## SUPPLIED RECORDS
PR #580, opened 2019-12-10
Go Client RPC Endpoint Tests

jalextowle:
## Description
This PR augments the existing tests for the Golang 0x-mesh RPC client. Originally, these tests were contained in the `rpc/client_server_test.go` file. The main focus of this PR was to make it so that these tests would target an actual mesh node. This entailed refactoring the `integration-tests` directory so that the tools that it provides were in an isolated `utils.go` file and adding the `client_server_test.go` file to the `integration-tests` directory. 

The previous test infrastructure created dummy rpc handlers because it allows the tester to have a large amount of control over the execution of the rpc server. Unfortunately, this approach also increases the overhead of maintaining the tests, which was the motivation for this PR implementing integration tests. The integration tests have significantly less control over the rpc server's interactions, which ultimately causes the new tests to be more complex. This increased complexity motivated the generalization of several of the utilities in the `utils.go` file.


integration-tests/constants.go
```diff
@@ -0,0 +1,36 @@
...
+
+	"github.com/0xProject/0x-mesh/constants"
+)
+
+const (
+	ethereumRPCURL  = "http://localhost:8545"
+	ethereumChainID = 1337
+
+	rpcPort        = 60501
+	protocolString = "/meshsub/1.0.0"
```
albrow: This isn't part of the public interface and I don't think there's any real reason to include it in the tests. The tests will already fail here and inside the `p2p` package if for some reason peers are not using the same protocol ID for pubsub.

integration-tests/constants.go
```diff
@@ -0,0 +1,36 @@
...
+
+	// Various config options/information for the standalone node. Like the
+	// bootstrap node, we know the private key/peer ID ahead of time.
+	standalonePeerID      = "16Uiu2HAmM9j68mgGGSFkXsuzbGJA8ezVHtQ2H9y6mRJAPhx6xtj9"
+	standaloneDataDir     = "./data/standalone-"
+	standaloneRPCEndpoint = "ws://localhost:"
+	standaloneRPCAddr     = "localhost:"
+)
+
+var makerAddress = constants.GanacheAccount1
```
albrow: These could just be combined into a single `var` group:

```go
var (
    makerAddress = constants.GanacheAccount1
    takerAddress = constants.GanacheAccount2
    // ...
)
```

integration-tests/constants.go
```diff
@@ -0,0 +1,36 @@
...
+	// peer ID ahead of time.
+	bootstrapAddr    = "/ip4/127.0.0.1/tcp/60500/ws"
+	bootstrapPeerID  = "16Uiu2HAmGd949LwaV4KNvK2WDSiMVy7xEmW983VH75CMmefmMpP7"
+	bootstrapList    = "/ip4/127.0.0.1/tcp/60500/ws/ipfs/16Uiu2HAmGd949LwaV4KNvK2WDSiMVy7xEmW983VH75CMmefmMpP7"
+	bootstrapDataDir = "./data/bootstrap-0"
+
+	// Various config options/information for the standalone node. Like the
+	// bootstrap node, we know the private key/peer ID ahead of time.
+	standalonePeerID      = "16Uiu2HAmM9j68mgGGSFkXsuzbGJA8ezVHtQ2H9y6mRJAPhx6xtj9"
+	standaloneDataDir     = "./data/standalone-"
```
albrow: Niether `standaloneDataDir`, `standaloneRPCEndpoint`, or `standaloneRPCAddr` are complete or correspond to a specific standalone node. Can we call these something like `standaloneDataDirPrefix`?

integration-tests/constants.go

## WHAT YOU NEED TO DO
The entire listing is to be printed once more, word for word.

## SOLVED PROBLEM
PR #580, opened 2019-12-10
Go Client RPC Endpoint Tests

jalextowle:
## Description
This PR augments the existing tests for the Golang 0x-mesh RPC client. Originally, these tests were contained in the `rpc/client_server_test.go` file. The main focus of this PR was to make it so that these tests would target an actual mesh node. This entailed refactoring the `integration-tests` directory so that the tools that it provides were in an isolated `utils.go` file and adding the `client_server_test.go` file to the `integration-tests` directory. 

The previous test infrastructure created dummy rpc handlers because it allows the tester to have a large amount of control over the execution of the rpc server. Unfortunately, this approach also increases the overhead of maintaining the tests, which was the motivation for this PR implementing integration tests. The integration tests have significantly less control over the rpc server's interactions, which ultimately causes the new tests to be more complex. This increased complexity motivated the generalization of several of the utilities in the `utils.go` file.


integration-tests/constants.go
```diff
@@ -0,0 +1,36 @@
...
+
+	"github.com/0xProject/0x-mesh/constants"
+)
+
+const (
+	ethereumRPCURL  = "http://localhost:8545"
+	ethereumChainID = 1337
+
+	rpcPort        = 60501
+	protocolString = "/meshsub/1.0.0"
```
albrow: This isn't part of the public interface and I don't think there's any real reason to include it in the tests. The tests will already fail here and inside the `p2p` package if for some reason peers are not using the same protocol ID for pubsub.

integration-tests/constants.go
```diff
@@ -0,0 +1,36 @@
...
+
+	// Various config options/information for the standalone node. Like the
+	// bootstrap node, we know the private key/peer ID ahead of time.
+	standalonePeerID      = "16Uiu2HAmM9j68mgGGSFkXsuzbGJA8ezVHtQ2H9y6mRJAPhx6xtj9"
+	standaloneDataDir     = "./data/standalone-"
+	standaloneRPCEndpoint = "ws://localhost:"
+	standaloneRPCAddr     = "localhost:"
+)
+
+var makerAddress = constants.GanacheAccount1
```
albrow: These could just be combined into a single `var` group:

```go
var (
    makerAddress = constants.GanacheAccount1
    takerAddress = constants.GanacheAccount2
    // ...
)
```

integration-tests/constants.go
```diff
@@ -0,0 +1,36 @@
...
+	// peer ID ahead of time.
+	bootstrapAddr    = "/ip4/127.0.0.1/tcp/60500/ws"
+	bootstrapPeerID  = "16Uiu2HAmGd949LwaV4KNvK2WDSiMVy7xEmW983VH75CMmefmMpP7"
+	bootstrapList    = "/ip4/127.0.0.1/tcp/60500/ws/ipfs/16Uiu2HAmGd949LwaV4KNvK2WDSiMVy7xEmW983VH75CMmefmMpP7"
+	bootstrapDataDir = "./data/bootstrap-0"
+
+	// Various config options/information for the standalone node. Like the
+	// bootstrap node, we know the private key/peer ID ahead of time.
+	standalonePeerID      = "16Uiu2HAmM9j68mgGGSFkXsuzbGJA8ezVHtQ2H9y6mRJAPhx6xtj9"
+	standaloneDataDir     = "./data/standalone-"
```
albrow: Niether `standaloneDataDir`, `standaloneRPCEndpoint`, or `standaloneRPCAddr` are complete or correspond to a specific standalone node. Can we call these something like `standaloneDataDirPrefix`?

integration-tests/constants.go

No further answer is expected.